Grimoire-
Command
.es

GNU+Linux command memo

Web Daily Diff, sent by email

Vérifier automatiquement chaque jour le contenu d’une page web

1. WebDailyDiff.sh

WebDailyDiff.sh

#! /bin/bash
# Name      : WebDailyDiff.sh
# Author    : Simon Descarpentries - simon /\ acoeuro [] com
# Date      : 2013-11-26, 2018-12-12, 2021-09-07
# Licence   : GPLv3
# Usage     : WebDailyDiff.sh title URL dest@monitorer (1)

cd ~/.sbin

BASELINE='Baseline'
CURDATE=`date +%F_%X`
HTML='.html'
TXT='.txt'

wget -U Mozilla --quiet "$2" -O "$1${CURDATE}${HTML}"
html2text "$1${CURDATE}${HTML}" > "$1${CURDATE}${TXT}"

CURDIFF=`diff -d "$1${BASELINE}${TXT}" "$1${CURDATE}${TXT}" | grep -e '^>' | grep -v -E "$4"`(2)

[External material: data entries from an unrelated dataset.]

PR #537, opened 2019-08-09
Support for output tensors in shared memory

CoderHam:
Support for Output Tensors in Shared memory


src/clients/c++/request_http.cc
```diff
@@ -1598,6 +1598,22 @@ InferHttpContextImpl::PreRunProcessing(std::shared_ptr<Request>& request)
     }
   }
 
+  for (const auto& io : outputs_) {
+    if (reinterpret_cast<OutputImpl*>(io.get())->IsSharedMemory()) {
+      for (int i=0; i<infer_request_.output_size(); i++) {
```
deadeyegoodwin: You need to run the formatter

src/backends/tensorflow/base_backend.cc
```diff
@@ -449,6 +449,7 @@ ReadFixedSizedOutputTensor(
       void* content = nullptr;
       Status status = payload.response_provider_->AllocateOutputBuffer(
           output_name, &content, expected_byte_size, shape);
+      LOG_VERBOSE(1) << "Allocated Output Buffer";
```
deadeyegoodwin: Either add more information to this log, like tensor name, output buffer address and size.
Or remove this line

src/clients/c++/request_common.h
```diff
@@ -155,7 +155,7 @@ class InputImpl : public InferContext::Input {
   bool IsSharedMemory() const { return (io_type_ == SHARED_MEMORY); }
   const std::string& GetSharedMemoryName() const { return shm_name_; }
   size_t GetSharedMemoryOffset() const { return shm_offset_; }
-  size_t GetSharedMemoryByteSize() const { return byte_size_; }
+  size_t GetSharedMemoryByteSize() const { return shm_byte_size_; }
```
deadeyegoodwin: This looks like a bug in the input shared memory...
But we shouldn't really have shm_byte_size_ at all... instead in SetSharedMemory we just need to validate that the shared memory size == byte_size_ like is done in SetRaw.
You should put this fix in a different PR so we can get it submitted ASAP since it is an important change.

src/clients/c++/request_http.cc
```diff
@@ -1598,6 +1598,22 @@ InferHttpContextImpl::PreRunProcessing(std::shared_ptr<Request>& request)
     }
   }
 
+  for (const auto& io : outputs_) {
```
deadeyegoodwin: Output::SetSharedMemory needs to move from Output to Options::AddSharedMemoryResult. This is consistent with how we handle other results. Then this code to initialize infer_request_.outputs should be put in SetRunOptions.

src/clients/c++/simple_shm_client.cc
```diff
@@ -261,22 +261,6 @@ main(int argc, char** argv)
     }
   }
 
-  // Set the context options to do batch-size 1 requests. Also request that
```
deadeyegoodwin: Need to remove -I and -O option from simple_shm_client. Make this example as simple as possible

src/servers/http_server.cc
```diff
@@ -726,6 +726,21 @@ HTTPAPIServer::EVBufferToInput(
             .c_str());
   }
 
+  // Initialize System Memory for Output if it uses shared memory
```
deadeyegoodwin: I think the changes to ensembler, provider or trtserver can be much simplied... we should discuss.

src/backends/tensorflow/base_backend.cc
CoderHam: Added for debugging. Removing.

src/clients/c++/simple_shm_client.cc
CoderHam: Will remove once the output is functional before finalizing this PR

src/servers/http_server.cc
CoderHam: Sure

src/clients/c++/request_common.h
CoderHam: Will do this ASAP

CoderHam: Resolved by #541

src/clients/c++/request_http.cc
CoderHam: Done

src/clients/c++/request.h
```diff
@@ -401,7 +380,11 @@ class InferContext {
       /// CLASS format is the top-k highest probability values of the
       /// result and the associated class label (if provided by the
       /// model).
-      CLASS = 1
+      CLASS = 1,
+
+      /// SHARED_MEMORY format, the entire result tensor of values are written
```
deadeyegoodwin: I don't think we need this. The format of the result is still "RAW" even if it is in shared memory.

src/clients/c++/request.h
```diff
@@ -553,6 +536,22 @@ class InferContext {
...
     virtual Error AddClassResult(
         const std::shared_ptr<InferContext::Output>& output, uint64_t k) = 0;
+
+    /// Indicate that the result values for this output should be placed in a
+    /// shared memory region instead of being returned in the inference
+    /// response. The shared memory region must not be modified or destroyed
+    //  until this output is ready (that is until after the Run() call(s) have
+    /// written the output completely). For batched outputs, all tensor values
+    /// are copied into a contiguous space in a single shared memory region.
+    /// \param name The user-given name for the registered shared memory region
```
deadeyegoodwin: Need to add "output" param

src/clients/c++/request.h
```diff
@@ -553,6 +536,22 @@ class InferContext {
...
+    /// where the tensor values for this output should be stored.
+    /// \param offset The offset into the shared memory region upto the start
+    /// of the output tensor values.
+    /// \param byte_size The size, in bytes of the output tensor data.
+    /// Must match the size expected by the output.
+    /// \return Error object indicating success or failure.
+    virtual Error AddSharedMemoryResult(
```
deadeyegoodwin: Run formatter

src/clients/c++/request_common.cc
```diff
@@ -909,6 +895,12 @@ InferContextImpl::SetRunOptions(const InferContext::Options& boptions)
 
     auto routput = infer_request_.add_output();
     routput->set_name(output->Name());
+    if (ooptions.result_format == Result::ResultFormat::SHARED_MEMORY) {
```
deadeyegoodwin: Use some other way to detect that you need to add these shared memory values.

src/clients/c++/request_common.cc
```diff
@@ -114,6 +114,15 @@ OptionsImpl::AddClassResult(
   return Error::Success;
 }
 
+Error
+OptionsImpl::AddSharedMemoryResult(const std::shared_ptr<InferContext::Output>& output, const std::string& name, size_t offset, size_t byte_size)
+{
+  outputs_.emplace_back(std::make_pair(
+      output, OutputOptions(InferContext::Result::ResultFormat::SHARED_MEMORY, 0, name, offset, byte_size)));
```
deadeyegoodwin: Use RAW

src/clients/c++/request_common.h
```diff
@@ -219,16 +222,15 @@ class InputImpl : public InferContext::Input {
...
+      : mio_(mio), result_format_(InferContext::Result::ResultFormat::RAW)
   {
   }
   ~OutputImpl() = default;
 
   const std::string& Name() const override { return mio_.name(); }
   DataType DType() const override { return mio_.data_type(); }
   const DimsList& Dims() const override { return mio_.dims(); }
-  bool IsSharedMemory() const { return (io_type_ == SHARED_MEMORY); }
+  bool IsSharedMemory() const { return (result_format_ == InferContext::Result::ResultFormat::SHARED_MEMORY); }
```
deadeyegoodwin: Remove this

src/clients/c++/request_common.cc
CoderHam: Will do

src/clients/c++/request_common.cc
```diff
@@ -425,10 +411,10 @@ ResultImpl::GetRawShape(std::vector<int64_t>* shape) const
 {
   shape->clear();
 
-  if (result_format_ != InferContext::Result::ResultFormat::RAW) {
```
deadeyegoodwin: Now that using RAW format can revert this change

src/clients/c++/request_common.cc
```diff
@@ -438,11 +424,10 @@ ResultImpl::GetRawShape(std::vector<int64_t>* shape) const
 Error
 ResultImpl::GetRaw(size_t batch_idx, const std::vector<uint8_t>** buf) const
 {
-  if (result_format_ != InferContext::Result::ResultFormat::RAW) {
```
deadeyegoodwin: Now that using RAW format can revert this change

src/clients/c++/request_common.cc
```diff
@@ -469,11 +454,10 @@ Error
 ResultImpl::GetRaw(
     size_t batch_idx, const uint8_t** buf, size_t* byte_size) const
 {
-  if (result_format_ != InferContext::Result::ResultFormat::RAW) {
+  if (result_format_ == InferContext::Result::ResultFormat::CLASS) {
```
deadeyegoodwin: revert

src/clients/c++/request_common.cc
```diff
@@ -499,11 +483,10 @@ Error
 ResultImpl::GetRawAtCursor(
     size_t batch_idx, const uint8_t** buf, size_t adv_byte_size)
 {
-  if (result_format_ != InferContext::Result::ResultFormat::RAW) {
```
deadeyegoodwin: revert

src/clients/c++/request_common.cc
```diff
@@ -916,6 +899,12 @@ InferContextImpl::SetRunOptions(const InferContext::Options& boptions)
 
     auto routput = infer_request_.add_output();
     routput->set_name(output->Name());
+    if (ooptions.shm_name != "") {
```
deadeyegoodwin: !shm_name.empty()

src/servers/grpc_server.cc
```diff
@@ -133,7 +133,12 @@ AsyncResources::ResponseAlloc(
     const char* tensor_name, size_t byte_size,
     TRTSERVER_Memory_Type memory_type, int64_t memory_type_id, void* userp)
 {
-  InferResponse* response = reinterpret_cast<InferResponse*>(userp);
+  auto userp_pair = reinterpret_cast<std::pair<
+      InferResponse*,
+      std::unordered_map<std::string, std::pair<const char*, size_t>>>*>(userp);
+  InferResponse* response = reinterpret_cast<InferResponse*>(userp_pair->first);
+  std::unordered_map<std::string, std::pair<const char*, size_t>>
```
deadeyegoodwin: const&, you are making a copy of the map with this statement.

src/servers/grpc_server.cc
```diff
@@ -150,9 +155,15 @@ AsyncResources::ResponseAlloc(
   // that the number and order of raw output entries equals the output
   // meta-data.
   std::string* raw_output = response->add_raw_output();
-  if (byte_size > 0) {
-    raw_output->resize(byte_size);
-    *buffer = static_cast<void*>(&((*raw_output)[0]));
+  auto pr = output_shm_map.find(tensor_name);
+  if (pr != output_shm_map.end()) {
+    *buffer =
```
deadeyegoodwin: Why is it stored as const char in the map?

deadeyegoodwin: You should check to make sure that the requested byte size matches what is provided by the shared memory.

src/servers/http_server.cc
```diff
@@ -308,42 +321,49 @@ HTTPAPIServer::ResponseAlloc(
...
-          TRTSERVER_ERROR_INTERNAL,
-          std::string(
-              "reserved " + std::to_string(output_iovec.iov_len) +
-              " bytes in output tensor buffer, need " +
-              std::to_string(byte_size))
-              .c_str());
-    }
+  auto pr = output_shm_map.find(tensor_name);
+  if (pr != output_shm_map.end()) {
+    *buffer =
```
deadeyegoodwin: Check size...

src/core/trtserver.h
```diff
@@ -352,6 +352,11 @@ TRTSERVER_InferenceRequestProviderSetInputData(
     TRTSERVER_InferenceRequestProvider* request_provider, const char* name,
     const void* base, size_t byte_size);
 
+TRTSERVER_EXPORT TRTSERVER_Error*
```
deadeyegoodwin: Remove this change

src/servers/grpc_server.cc
CoderHam: Fixed

src/servers/http_server.cc
CoderHam: Done

src/clients/c++/request.h
```diff
@@ -337,8 +337,10 @@ class InferContext {
     /// completed. This function must be called a single time for an input that
     /// is using shared memory. For batched inputs, the tensor values for the
     /// entire batch must be contiguous in a single shared memory region.
-    /// \param name The user-given name for the registered shared memory
-    /// region where the tensor values for this input is stored.
+    /// Note: The options should be set using SetRunOptions before calling the
```
deadeyegoodwin: "should be set" -> "must be set"

src/clients/c++/request_http.cc
```diff
@@ -1127,8 +1127,9 @@ HttpRequestImpl::SetNextRawResult(
       }
     }
 
+    // std::cerr << "Output size - ob: " << size << " - " << ob << '\n';
```
deadeyegoodwin: Remove

src/clients/c++/request_http.cc
```diff
@@ -1127,8 +1127,9 @@ HttpRequestImpl::SetNextRawResult(
...
     // If output couldn't accept any more bytes then move to the next.
-    if (ob == 0) {
+    if (ob == 0 || io->UsesSharedMemory()) {
```
deadeyegoodwin: This seems like a strange place to put this check. Do you find that 'ob' !=0 for a shared-memory result? That would mean that some raw bytes were read for the result, and that shouldn't happen.

src/clients/c++/request_http.cc
```diff
@@ -1159,9 +1160,15 @@ HttpRequestImpl::CreateResult(
   }
 
   std::unique_ptr<ResultImpl> result(new ResultImpl(infer_output, batch_size));
-  result->SetBatch1Shape(output.raw().dims());
-  if (IsFixedSizeDataType(infer_output->DType())) {
-    result->SetBatchnByteSize(output.raw().batch_byte_size());
+
+  if (!ctx.UsesSharedMemory(output.name())) {
+    result->SetBatch1Shape(output.raw().dims());
```
deadeyegoodwin: We need to set the shape (and batch-n size??) even if using shared memory... why can't we? How will user know the shape of an variable-sized output if we don't set this?

src/clients/c++/request_grpc.cc
```diff
@@ -560,34 +560,36 @@ GrpcRequestImpl::InitResult(
...
-    result->SetBatchnByteSize(output.raw().batch_byte_size());
-  }
-
-  if (result->ResultFormat() == InferContext::Result::ResultFormat::RAW) {
-    if (grpc_response_->raw_output_size() <= (int)idx) {
-      return Error(
-          RequestStatusCode::INVALID,
-          "Expected RAW output for result '" + output.name() + "'");
+  if (!result->UsesSharedMemory()) {
+    result->SetBatch1Shape(output.raw().dims());
```
deadeyegoodwin: Still need shape for shared memory...

src/servers/grpc_server.cc
```diff
@@ -387,6 +407,8 @@ class InferBaseContext : public BaseContext<LifeCycle, AsyncResources> {
           grpc_infer_request->exec_ctx_);
     }
 
+    void* response_pair_;
```
deadeyegoodwin: How does this ever get deleted? Can you wrap in a unique_ptr?

src/servers/http_server.cc
```diff
@@ -361,6 +392,10 @@ HTTPAPIServer::ResponseRelease(
   LOG_VERBOSE(1) << "HTTP release: "
                  << "size " << byte_size << ", addr " << buffer;
 
+  // hack to delete evbuffer pair structure during release
+  auto response_pair = reinterpret_cast<evbuffer_pair*>(buffer_userp);
+  delete response_pair;
```
deadeyegoodwin: ResponseRelease will be called for each output buffer... so I don't think this is correct. You will get double-free errors I believe.

src/clients/c++/request_http.cc
CoderHam: The result size is used for extracting the request header. For the shared memory case although the result has a byte size the same is not used in calculation of the header. Moving this check to SetNextRawResult()

src/clients/c++/request_http.cc
CoderHam: Fixed

src/clients/c++/request_grpc.cc
CoderHam: Fixed

src/clients/c++/request_common.cc
```diff
@@ -432,6 +419,13 @@ ResultImpl::GetRawShape(std::vector<int64_t>* shape) const
 {
   shape->clear();
 
+  if (use_shm_) {
```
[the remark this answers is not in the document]
CoderHam: Done

src/servers/grpc_server.cc
```diff
@@ -151,9 +156,25 @@ AsyncResources::ResponseAlloc(
   // that the number and order of raw output entries equals the output
   // meta-data.
   std::string* raw_output = response->add_raw_output();
-  if (byte_size > 0) {
```
deadeyegoodwin: When byte_size is 0 you shouldn't do anything with shared memory. Keep the (byte_size > 0) as condition around all logic.

src/servers/http_server.cc
```diff
@@ -296,54 +304,76 @@ HTTPAPIServer::ResponseAlloc(
...
+  auto userp_pair = reinterpret_cast<EVBufferPair*>(userp);
+  evbuffer* evhttp_buffer = reinterpret_cast<evbuffer*>(userp_pair->first);
+  const std::unordered_map<std::string, std::pair<const void*, size_t>>&
+      output_shm_map = userp_pair->second;
 
   *buffer = nullptr;
   *buffer_userp = nullptr;
 
-  // Don't need to do anything if no memory was requested.
-  if (byte_size > 0) {
```
deadeyegoodwin: Keep (byte_size > 0) as guard around all logic.

src/servers/http_server.cc
```diff
@@ -296,54 +304,76 @@ HTTPAPIServer::ResponseAlloc(
...
-    if (output_iovec.iov_len < byte_size) {
-      return TRTSERVER_ErrorNew(
-          TRTSERVER_ERROR_INTERNAL,
-          std::string(
-              "reserved " + std::to_string(output_iovec.iov_len) +
-              " bytes in output tensor buffer, need " +
-              std::to_string(byte_size))
-              .c_str());
+
+  if (!output_shm_map.empty()) {
```
deadeyegoodwin: This logic isn't right. If some output is in map, but not 'tensor_name' then we want to use existing evbuffer logic for the output. Just use find() and only if you find the output do you use shared memory.

CoderHam: Fixed

src/servers/http_server.cc
CoderHam: Fixed

src/servers/grpc_server.cc
CoderHam: Fixed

if [ "$CURDIFF" != '' ]; then
    echo "$CURDIFF" | mail -E -s "[$1] Diff on $2" $3
    cp "$1${CURDATE}${TXT}" "$1${BASELINE}${TXT}"
fi

rm "$1${CURDATE}${HTML}"
rm "$1${CURDATE}${TXT}" (3)
1 Here are example of lines to add to your crontab -e :
1 1 * * * /home/$user/WebDailyDiff.sh $title http://a.com/ monitorer@dom.tld "exclude|pattern"
3 7 * * * ~/.sbin/WebDailyDiff.sh "Alerte_FDN" "http://fdn.ldn-fai.net/" siltaar@XXX.fr
2 The last grep of the line avoids some lines (that are changing everydays for instance) following a given RegEx pattern (like : "Local time|UTC time|Load Average")
3 Comment this line and run the script to create your baseline files at first place

2. urlwatch

In the urlwatch package of Debian based distributions you can find the urlwatch command which fulfills the same task.